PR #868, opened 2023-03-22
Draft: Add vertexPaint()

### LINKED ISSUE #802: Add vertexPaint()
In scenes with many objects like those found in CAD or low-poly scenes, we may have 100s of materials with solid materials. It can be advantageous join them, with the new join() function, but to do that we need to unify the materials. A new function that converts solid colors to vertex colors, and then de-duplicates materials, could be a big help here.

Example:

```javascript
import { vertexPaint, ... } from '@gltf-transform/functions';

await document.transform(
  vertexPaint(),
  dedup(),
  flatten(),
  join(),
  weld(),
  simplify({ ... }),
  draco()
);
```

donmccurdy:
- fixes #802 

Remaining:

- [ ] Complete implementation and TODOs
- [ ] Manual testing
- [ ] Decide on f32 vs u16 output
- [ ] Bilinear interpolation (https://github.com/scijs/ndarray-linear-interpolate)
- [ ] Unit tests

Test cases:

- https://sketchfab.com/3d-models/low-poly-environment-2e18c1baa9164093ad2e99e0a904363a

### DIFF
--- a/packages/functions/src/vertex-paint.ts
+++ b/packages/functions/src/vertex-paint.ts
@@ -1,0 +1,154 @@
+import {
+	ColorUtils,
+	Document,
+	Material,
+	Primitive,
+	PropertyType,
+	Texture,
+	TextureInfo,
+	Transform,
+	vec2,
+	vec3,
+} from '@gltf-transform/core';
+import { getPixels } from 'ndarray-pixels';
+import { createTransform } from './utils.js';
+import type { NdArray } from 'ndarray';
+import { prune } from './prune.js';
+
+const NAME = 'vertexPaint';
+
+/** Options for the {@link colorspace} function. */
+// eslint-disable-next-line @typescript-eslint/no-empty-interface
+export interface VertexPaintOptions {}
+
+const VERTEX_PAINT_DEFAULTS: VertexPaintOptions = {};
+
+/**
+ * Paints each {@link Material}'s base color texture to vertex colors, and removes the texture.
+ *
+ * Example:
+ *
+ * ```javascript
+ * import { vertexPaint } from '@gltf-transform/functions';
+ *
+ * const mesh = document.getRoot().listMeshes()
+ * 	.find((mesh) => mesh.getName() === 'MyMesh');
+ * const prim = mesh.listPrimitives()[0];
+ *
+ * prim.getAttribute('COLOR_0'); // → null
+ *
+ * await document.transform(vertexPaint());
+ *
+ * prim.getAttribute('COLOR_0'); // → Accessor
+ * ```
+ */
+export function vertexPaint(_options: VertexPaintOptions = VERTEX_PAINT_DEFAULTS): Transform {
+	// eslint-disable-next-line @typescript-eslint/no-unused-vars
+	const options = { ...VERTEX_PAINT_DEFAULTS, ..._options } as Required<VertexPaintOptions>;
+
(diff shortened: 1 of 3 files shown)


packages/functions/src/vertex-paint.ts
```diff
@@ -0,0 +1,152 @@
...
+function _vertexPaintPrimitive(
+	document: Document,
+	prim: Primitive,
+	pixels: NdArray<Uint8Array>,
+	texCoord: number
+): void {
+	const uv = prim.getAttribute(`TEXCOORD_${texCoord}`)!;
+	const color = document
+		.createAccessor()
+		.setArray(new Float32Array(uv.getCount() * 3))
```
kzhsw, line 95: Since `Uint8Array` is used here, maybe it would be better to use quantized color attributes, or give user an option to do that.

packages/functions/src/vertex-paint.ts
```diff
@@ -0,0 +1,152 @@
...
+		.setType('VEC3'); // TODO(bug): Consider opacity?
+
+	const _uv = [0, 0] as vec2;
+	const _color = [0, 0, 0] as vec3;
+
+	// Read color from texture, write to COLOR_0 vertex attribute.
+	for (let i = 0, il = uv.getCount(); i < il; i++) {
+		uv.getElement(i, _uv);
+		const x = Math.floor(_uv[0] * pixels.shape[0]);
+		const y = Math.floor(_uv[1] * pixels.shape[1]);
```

**Task prompt:**
Copy every line that appears above, with each word kept as it is.

**Exercise output:**
PR #868, opened 2023-03-22
Draft: Add vertexPaint()

### LINKED ISSUE #802: Add vertexPaint()
In scenes with many objects like those found in CAD or low-poly scenes, we may have 100s of materials with solid materials. It can be advantageous join them, with the new join() function, but to do that we need to unify the materials. A new function that converts solid colors to vertex colors, and then de-duplicates materials, could be a big help here.

Example:

```javascript
import { vertexPaint, ... } from '@gltf-transform/functions';

await document.transform(
  vertexPaint(),
  dedup(),
  flatten(),
  join(),
  weld(),
  simplify({ ... }),
  draco()
);
```

donmccurdy:
- fixes #802 

Remaining:

- [ ] Complete implementation and TODOs
- [ ] Manual testing
- [ ] Decide on f32 vs u16 output
- [ ] Bilinear interpolation (https://github.com/scijs/ndarray-linear-interpolate)
- [ ] Unit tests

Test cases:

- https://sketchfab.com/3d-models/low-poly-environment-2e18c1baa9164093ad2e99e0a904363a

### DIFF
--- a/packages/functions/src/vertex-paint.ts
+++ b/packages/functions/src/vertex-paint.ts
@@ -1,0 +1,154 @@
+import {
+	ColorUtils,
+	Document,
+	Material,
+	Primitive,
+	PropertyType,
+	Texture,
+	TextureInfo,
+	Transform,
+	vec2,
+	vec3,
+} from '@gltf-transform/core';
+import { getPixels } from 'ndarray-pixels';
+import { createTransform } from './utils.js';
+import type { NdArray } from 'ndarray';
+import { prune } from './prune.js';
+
+const NAME = 'vertexPaint';
+
+/** Options for the {@link colorspace} function. */
+// eslint-disable-next-line @typescript-eslint/no-empty-interface
+export interface VertexPaintOptions {}
+
+const VERTEX_PAINT_DEFAULTS: VertexPaintOptions = {};
+
+/**
+ * Paints each {@link Material}'s base color texture to vertex colors, and removes the texture.
+ *
+ * Example:
+ *
+ * ```javascript
+ * import { vertexPaint } from '@gltf-transform/functions';
+ *
+ * const mesh = document.getRoot().listMeshes()
+ * 	.find((mesh) => mesh.getName() === 'MyMesh');
+ * const prim = mesh.listPrimitives()[0];
+ *
+ * prim.getAttribute('COLOR_0'); // → null
+ *
+ * await document.transform(vertexPaint());
+ *
+ * prim.getAttribute('COLOR_0'); // → Accessor
+ * ```
+ */
+export function vertexPaint(_options: VertexPaintOptions = VERTEX_PAINT_DEFAULTS): Transform {
+	// eslint-disable-next-line @typescript-eslint/no-unused-vars
+	const options = { ...VERTEX_PAINT_DEFAULTS, ..._options } as Required<VertexPaintOptions>;
+
(diff shortened: 1 of 3 files shown)


packages/functions/src/vertex-paint.ts
```diff
@@ -0,0 +1,152 @@
...
+function _vertexPaintPrimitive(
+	document: Document,
+	prim: Primitive,
+	pixels: NdArray<Uint8Array>,
+	texCoord: number
+): void {
+	const uv = prim.getAttribute(`TEXCOORD_${texCoord}`)!;
+	const color = document
+		.createAccessor()
+		.setArray(new Float32Array(uv.getCount() * 3))
```
kzhsw, line 95: Since `Uint8Array` is used here, maybe it would be better to use quantized color attributes, or give user an option to do that.

packages/functions/src/vertex-paint.ts
```diff
@@ -0,0 +1,152 @@
...
+		.setType('VEC3'); // TODO(bug): Consider opacity?
+
+	const _uv = [0, 0] as vec2;
+	const _color = [0, 0, 0] as vec3;
+
+	// Read color from texture, write to COLOR_0 vertex attribute.
+	for (let i = 0, il = uv.getCount(); i < il; i++) {
+		uv.getElement(i, _uv);
+		const x = Math.floor(_uv[0] * pixels.shape[0]);
+		const y = Math.floor(_uv[1] * pixels.shape[1]);
```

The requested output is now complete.